Christmas is around the corner, for better or for worse. In South Africa, many black folks cash in on their Christmas clubs, small-scale year-long women-centric savings clubs to access cash and get on the move back home for a short holiday (Ngwane 2003, James 2015). Some will pool the cash for gifts and special foods and libations—I liked the rainbow-like layered trifles best usually served at parties in neighboring Swaziland for the two Christmases I spent there. In the context of a still struggling public health system, others will likely pool cash for a family member whose medical aid may have run out by now for her- or himself and dependents. Persistent wounds, chronic illness, and unwillingness to return to public health facilities will reroute many people on a trip to a private one, those more advanced biomedical technologies, resources, and infrastructure, owned and operated by white capital. The prospects for better eldercare options and health financing are still opaque a year after the White Paper’s release, but it is likely still on many South Africans’ wish-lists.
Ferguson, James. 2015. Give a Man a Fish. Durham, NC: Duke University Press.
James, Deborah. 2015. Money from Nothing. Stanford: Stanford University Press.
Lloyd-Sherlock, Peter and Sutapa Agrawal. 2014. “Pensions and the Health of Older People in South Africa.” Journal of Development Studies 50(11): 1570-1586.
Ngwane, Zolani. 2003. “‘Christmas Time’ and the Struggles for the Household in the Countryside.” Journal of Southern African Studies 29(3): 681-699.

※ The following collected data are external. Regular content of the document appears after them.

PR #38, opened 2025-07-23
feat: add shared styles ml-33

yehor-kostiuk:
* Typography
* Colors
* Inputs
* Reset styles


apps/frontend/src/assets/css/variables.css
```diff
@@ -0,0 +1,182 @@
+.h1,
```
fshabanov, line 1: Those are not variables tho
https://developer.mozilla.org/en-US/docs/Web/CSS/CSS_cascading_variables/Using_CSS_custom_properties

apps/frontend/src/assets/css/variables.css
```diff
@@ -0,0 +1,182 @@
...
+	font-weight: 700;
+	line-height: 100%;
+}
+
+.field {
+	width: 100%;
+	margin-block: 0;
+}
+
+.field label {
```
fshabanov, line 88: B10

apps/frontend/src/assets/css/variables.css
```diff
@@ -0,0 +1,182 @@
...
+	--color-background-3: rgb(246 245 245);
+	--color-background-4: rgb(255 255 255);
+	--color-text-1: rgb(41 45 50);
+	--color-text-2: rgb(175 175 175);
+	--color-brand: rgb(16 173 216);
+	--color-brand-hover: rgb(15 143 178);
+	--color-accent-1: rgb(255 94 94);
+	--color-accent-2: rgb(170 235 152);
+	--border-radius: 5px;
+}
```
fshabanov, line 182: These are variables. Everything else in this file is not

VolodymyrKozel: hi, where is fonts?

apps/frontend/src/assets/css/scaffolding.css
```diff
@@ -1,14 +1,75 @@
...
+}
+
 body {
 	display: flex;
 	flex-direction: column;
 	min-width: 320px;
 	min-height: 100vh;
 	margin: 0;
-	font-family: Arial, sans-serif;
+	font-family: Inter, sans-serif;
```
VolodymyrKozel, line 72: why we do not use variables for fonts.

apps/frontend/src/assets/css/typography.css
```diff
@@ -0,0 +1,77 @@
...
+	font-weight: 700;
+	line-height: 28.06px;
+	letter-spacing: 0;
+}
+
+.text-h5 {
+	font-size: 16px;
+	font-weight: 600;
+	line-height: 25px;
+	letter-spacing: 0;
```
VolodymyrKozel, line 33: do we need override the inherited spacing.

apps/frontend/src/assets/css/variables.css
yehor-kostiuk: i see Inter and Nunito in figma , but cant find others

yehor-kostiuk: In most cases, Inter and Nunito are used, other fonts are designations or inscriptions in the design, but I will add them if necessary.

apps/frontend/src/assets/css/typography.css
```diff
@@ -0,0 +1,66 @@
+.text-h1 {
```
fshabanov, line 1: For typography you only need to setup fonts, no need to create these classes

apps/frontend/src/assets/css/form.css
```diff
@@ -0,0 +1,47 @@
+.form-field {
```
fshabanov, line 1: Component specific styles will be added separately for components, not as global styles

apps/frontend/src/assets/css/button.css
```diff
@@ -0,0 +1,38 @@
+.btn-primary {
```
fshabanov, line 1: Same here

apps/frontend/src/assets/css/typography.css
yehor-kostiuk: or with styling , but without classes just a h1 h2 h3

packages/shared/src/modules/users/libs/enums/user-validation-message.enum.ts
```diff
@@ -1,4 +1,4 @@
-import { UserValidationRule } from "../enums/enums.js";
+import { UserValidationRule } from "../enums/user-validation-rule.enum.js";
```
fshabanov, line 1:
```suggestion
import { UserValidationRule } from "./user-validation-rule.enum.js";
```

fshabanov (approved):

PR #47, opened 2025-07-24
feat: add reusable button component ml-39

yehor-kostiuk:


apps/frontend/src/libs/components/button/button.tsx
```diff
@@ -1,11 +1,37 @@
+import { getValidClassNames } from "~/libs/helpers/helpers.js";
+
+import styles from "./styles.module.css";
+
 type Properties = {
+	disabled?: boolean;
```
fshabanov, line 6: B19

apps/frontend/src/libs/components/button/button.tsx
```diff
@@ -1,11 +1,37 @@
...
+	onClick,
+	size = "default",
 	type = "button",
-}: Properties) => <button type={type}>{label}</button>;
+	variant = "primary",
+}: Properties) => (
+	<button
+		className={getValidClassNames(
+			styles["button"],
+			styles[`button--${variant}`],
```
fshabanov, line 25:
```suggestion
			styles[`button-${variant}`],
```

o-nedashkivska:
> > > what about border-radius, in figma its 2 main values 5px 10px and in few places 8px, better to create variables for it ? or everyone will do it in components. Since I implemented the radius variable only for 5px, and in some places we use var, in others only for px, I think we should discuss a common structure, it will also be easier to change the radius variable if we want to change it everywhere.
> > 
> > 
> > We can have border radius sizes like --border-radius-sm: 5px; --border-radius-md: 8px; ...
> 
> whats about 10px ? it uses in summary cards in in some pop-up windows and in some places more

You can add sizes for any border-radius that is reused throughout the app

sofiia-trokhymchuk:
Consider adding children to Props or appended/prepended components (right/left) to pass not only labels but also icons

apps/frontend/src/libs/components/button/button.tsx
```diff
@@ -1,11 +1,37 @@
+import { getValidClassNames } from "~/libs/helpers/helpers.js";
+
+import styles from "./styles.module.css";
+
 type Properties = {
+	isDisabled?: boolean;
 	label: string;
+	onClick?: React.MouseEventHandler<HTMLButtonElement>;
```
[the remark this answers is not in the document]
yehor-kostiuk: what to do if it is submit type, create a stub? I just thought it was not a very good option. In the form we don't need onClick because the button just submits the form

apps/frontend/src/libs/components/button/button.tsx
```diff
@@ -1,11 +1,37 @@
...
+	size?: "default" | "small";
 	type?: "button" | "submit";
+	variant?: "outlined" | "primary";
```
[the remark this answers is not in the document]
yehor-kostiuk: I did it, but I think it became a little harder to understand with more files and more code and why we don't use enum for types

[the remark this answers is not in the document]
yehor-kostiuk: check now, if it's good - leave it

fshabanov (changes requested):

apps/frontend/src/libs/components/button/button.tsx
```diff
@@ -1,11 +1,49 @@
...
+	variant?: ButtonVariant;
 };
 
 const Button: React.FC<Properties> = ({
+	iconLeft,
+	iconRight,
+	isDisabled = false,
 	label,
+	onClick,
+	size = BUTTON_SIZE.DEFAULT,
```
fshabanov, line 28: B23

apps/frontend/src/libs/enums/button-size.enum.ts
```diff
@@ -0,0 +1,9 @@
+const BUTTON_SIZE = {
+	DEFAULT: "default",
+	SMALL: "small",
+} as const;
+
+type ButtonSize = (typeof BUTTON_SIZE)[keyof typeof BUTTON_SIZE];
```
fshabanov, line 6:
```suggestion
type ButtonSize = ValueOf<typeof BUTTON_SIZE>
```
Also, do not export a type from enums folder

fshabanov (changes requested):

yehor-kostiuk:
SCR-20250725-rmvw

Ruiters, Greg, Di McIntyre, Rene Loewensen, and Robert van Niekerk. 2012. “Towards Universal Health Coverage in Southern Africa.” Universal Health Care in Southern Africa, Greg Ruiters and Robert van Niekerk, eds. Pp. 186-202. Scottsville: University of KwaZulu-Natal Press.
Schatz, Enid, Xavier Gómez-Olivé, Margaret Ralston, Jane Menken, and Stephen Tollman. 2012. “The Impact of Pensions on Health and Wellbeing in Rural South Africa.” Social Science & Medicine 75(10): 1864-1873.

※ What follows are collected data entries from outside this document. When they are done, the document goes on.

PR #49, opened 2025-07-24
feat: add aws integration ml-31

VolodymyrKozel:
This PR introduces support for creating and deleting AWS EC2 instances using CloudFormation via the @aws-sdk/client-cloudformation.

**Key parts of the implementation include:**
    - Environment variables for AMI_ID and SECURITY_GROUP_ID
    - Updates to the config module to access these AWS-related variables
    - CloudFormation JSON template created for EC2 instance deployment
    - A dedicated module (CloudFormationEC2) to manage stack creation and deletion
    - Initialization logic in a single entry point file


apps/backend/src/libs/modules/ec2-cloudformation/ec2-cloudformation.ts
```diff
@@ -0,0 +1,20 @@
+import { config } from "~/libs/modules/config/config.js";
+import { logger } from "~/libs/modules/logger/logger.js";
+
+import { CloudFormationEC2 } from "./ec2-cloudformation.module.js";
+import templateJSON from "./ec2-instance-template.json" with { type: "json" };
```
VolodymyrKozel, line 5: i have error "Unexpected use of file extension "json" for "./ec2-instance-template.json" eslint. 
Solutions:
- create rule and allow json extention.
- use fs to read file.

apps/backend/src/libs/modules/ec2-cloudformation/ec2-cloudformation.ts
```diff
@@ -0,0 +1,20 @@
...
+import { AWSRegion } from "./libs/enums/enums.js";
+
+const {
+	AWS: { ACCESS_KEY_ID, SECRET_ACCESS_KEY },
+} = config.ENV;
+
+const ec2 = new CloudFormationEC2({
+	accessKeyId: ACCESS_KEY_ID,
+	logger,
+	region: AWSRegion.EU_NORTH_1,
```
fshabanov, line 15: Region should also be set from the .env

apps/backend/src/libs/modules/ec2-cloudformation/ec2-cloudformation.module.ts
```diff
@@ -0,0 +1,129 @@
...
+		this.#client = new CloudFormationClient({
+			credentials: {
+				accessKeyId: accessKeyId,
+				secretAccessKey: secretAccessKey,
+			},
+			region,
+		});
+	}
+
+	async #getInstanceIdFromStack(stackName: string): Promise<string> {
```
fshabanov, line 56:
```suggestion
	private async getInstanceIdFromStack(stackName: string): Promise<string> {
```

Use the same approach for all

VolodymyrKozel: hey, ts run on dev and compile to the js so private functions and variables convert to public.  I change # to private same to variables.

fshabanov: I think we don't need to worry about the case you mentioned. Even if ts compiles private methods to public, it will not allow us to compile if we try to use private methods outside the class

apps/backend/.env.example
```diff
@@ -24,3 +24,12 @@ DB_POOL_MAX=10
...
 SALT_ROUNDS=10
+
+#
+# AWS
+#
+ACCESS_KEY_ID=
+AMI_ID=
+REGION=
+SECRET_ACCESS_KEY=
+SECURITY_GROUP_ID=
```
fshabanov, line 35: As we discussed, let's create security group using cloudformation, instead of passing the id

apps/backend/src/libs/modules/ec2-cloudformation/ec2-cloudformation.module.ts
```diff
@@ -0,0 +1,125 @@
+import {
```
fshabanov, line 1: Let's rename this module to `cloud-formation`

apps/backend/src/libs/modules/ec2-cloudformation/ec2-cloudformation.module.ts
```diff
@@ -0,0 +1,125 @@
...
+	CloudFormationClient,
+	CreateStackCommand,
+	DeleteStackCommand,
+	DescribeStacksCommand,
+	waitUntilStackCreateComplete,
+	waitUntilStackDeleteComplete,
+} from "@aws-sdk/client-cloudformation";
+
+import { meetingService } from "~/modules/meetings/meetings.js";
```
fshabanov, line 10: Pass the service through the constructor as in other places

apps/backend/src/libs/modules/ec2-cloudformation/ec2-cloudformation.module.ts
```diff
@@ -0,0 +1,125 @@
...
+	private async getInstanceIdFromStack(stackName: string): Promise<string> {
+		const describeCommand = new DescribeStacksCommand({ StackName: stackName });
+		const { Stacks } = await this.client.send(describeCommand);
+		const stack = Stacks?.find((stack) => stack.StackName === stackName);
+		const instanceId = stack?.Outputs?.find(
+			(output) => output.OutputKey === OutputKey.INSTANCE_ID,
+		)?.OutputValue;
+
+		if (!instanceId) {
+			throw new Error("Failed to get InstanceId from CloudFormation output");
```
fshabanov, line 66: Error messages should be in enum ExceptionMessage

apps/backend/src/modules/meetings/meeting.service.ts
```diff
@@ -1,3 +1,4 @@
+import { ec2 } from "~/libs/modules/ec2-cloudformation/ec2-cloudformation.js";
```
fshabanov, line 1: Through constructor

eslint.config.js
```diff
@@ -76,8 +76,12 @@ const importConfig = {
 		"import/exports-last": ["error"],
 		"import/extensions": [
 			"error",
+			"ignorePackages",
 			{
-				js: "ignorePackages",
+				js: "always",
+				json: "always",
+				ts: "never",
+				tsx: "never",
```
fshabanov, line 84:
```suggestion
				js: "ignorePackages",
				json: "always",
```
Would that work?

packages/shared/src/modules/meetings/libs/enums/meeting-status-message.enum.ts
```diff
@@ -1,6 +1,7 @@
 const MeetingStatusMessage = {
 	CANNOT_UPDATE_NON_EXISTENT: "Cannot update non-existent meeting with ID",
 	FORBIDDEN: "Access denied",
+	MEETING_FAILD_TO_CREATE: "Failed to create meeting",
```
fshabanov, line 4:
```suggestion
	MEETING_FAILED_TO_CREATE: "Failed to create a meeting",
```

fshabanov (changes requested):

eslint.config.js
VolodymyrKozel: work

apps/backend/src/libs/modules/cloud-formation/cloud-formation.module.ts
```diff
@@ -0,0 +1,121 @@
...
+type Constructor = {
+	credentials: {
+		accessKeyId: string;
+		secretAccessKey: string;
+	};
+	imageId: string;
+	logger: Logger;
+	meetingService: MeetingService;
+	region: string;
+	templateBody: string;
```
fshabanov, line 30: Let's pass templateBody to the create method directly to have a possibility to use different templates if required

apps/backend/src/libs/modules/cloud-formation/libs/enums/cloudformation-exception-message.enum.ts
```diff
@@ -0,0 +1,5 @@
+const ExceptionMessage = {
```
fshabanov, line 1: I think we already have ExceptionMessage enum. Use it

apps/backend/src/libs/modules/cloud-formation/libs/enums/enums.ts
```diff
@@ -0,0 +1,5 @@
+export { Capability } from "./cloudformation-capability.enum.js";
```
fshabanov, line 1:
```suggestion
export { Capability } from "./capability.enum.js";
```
Same for all. Since all files are inside cloud-formation folder, we don't need to specify it again

fshabanov (changes requested):

apps/backend/src/libs/modules/cloud-formation/libs/enums/cloudformation-exception-message.enum.ts
VolodymyrKozel: we have: 
```ts
const MeetingStatusMessage = {
	CANNOT_UPDATE_NON_EXISTENT: "Cannot update non-existent meeting with ID",
	FORBIDDEN: "Access denied",
	MEETING_FAILED_TO_CREATE: "Failed to create a meeting",
	MEETING_NOT_FOUND: "Meeting not found",
	UPDATE_FAILED: "Failed to update meeting",
} as const;

export { MeetingStatusMessage };
```

o-nedashkivska:
If you want to update your branch to be up to date with main but your base branch is not main, first of all, the base branch should be updated with main, then your branch should be updated with base branch.

apps/backend/src/libs/exceptions/cloud-formation.exception.ts
```diff
@@ -0,0 +1,18 @@
+import { ExceptionMessage } from "@meetlytic/shared";
```
fshabanov, line 1:
```suggestion
import { ExceptionMessage } from "~/libs/enums/enums.js";
```
```suggestion
import { ExceptionMessage } from "@meetlytic/shared";
```

apps/backend/src/libs/modules/cloud-formation/cloud-formation.module.ts
```diff
@@ -0,0 +1,140 @@
+import {
+	CloudFormationClient,
+	CreateStackCommand,
+	DeleteStackCommand,
+	DescribeStacksCommand,
+	waitUntilStackCreateComplete,
+	waitUntilStackDeleteComplete,
+} from "@aws-sdk/client-cloudformation";
+
+import { type MeetingService } from "~/modules/meetings/meeting.service.js";
```
fshabanov, line 10:
```suggestion
import { type MeetingService } from "~/modules/meetings/meetings.js";
```

fshabanov (changes requested):

fshabanov (changes requested):

apps/backend/src/modules/meetings/meeting.service.ts
```diff
@@ -82,7 +113,7 @@ class MeetingService implements Service<MeetingResponseDto> {
 		}
 
 		const updatedEntity = MeetingEntity.initialize({
-			host: (payload as MeetingUpdateRequestDto).host,
+			host: (payload as MeetingCreateRequestDto).host,
```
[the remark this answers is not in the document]
VolodymyrKozel: 1. we have type MeetingUpdateRequestDto 
```ts
type MeetingUpdateRequestDto = {
	host: ValueOf<typeof MeetingHost>;
	ownerId: number;
};
```
 you write to @MrKopchick  that we can not update instanceId  from update. Do i need create separate method to udate InstanceId?
2. can we in init as default value pass MeetingHost.ZOOM, instead of ?? MeetingHost.ZOOM,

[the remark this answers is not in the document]
fshabanov: 1. It's not about using a new type, you need it. It is about casting. Partial<T> cannot be casted to T. If you are sure we will always have host there, you can cast host only like `payload.host as ValueOf<typeof MeetingHost>`
2. This is also a possibility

[i] Beginning in 2014 with the #RhodesMustFall movement at the University of Cape Town, these are student-led protests calling broadly for the decolonization of post-apartheid South African higher education administration, financing, and pedagogy. #FeesMustFall mobilized broad social and university support to halt tuition fee increases in the 2015 academic year, and #OutsourcingMustFall adjoined to this movement calling for an end to universities’ outsourcing of custodial, security and food service staff to private contractors.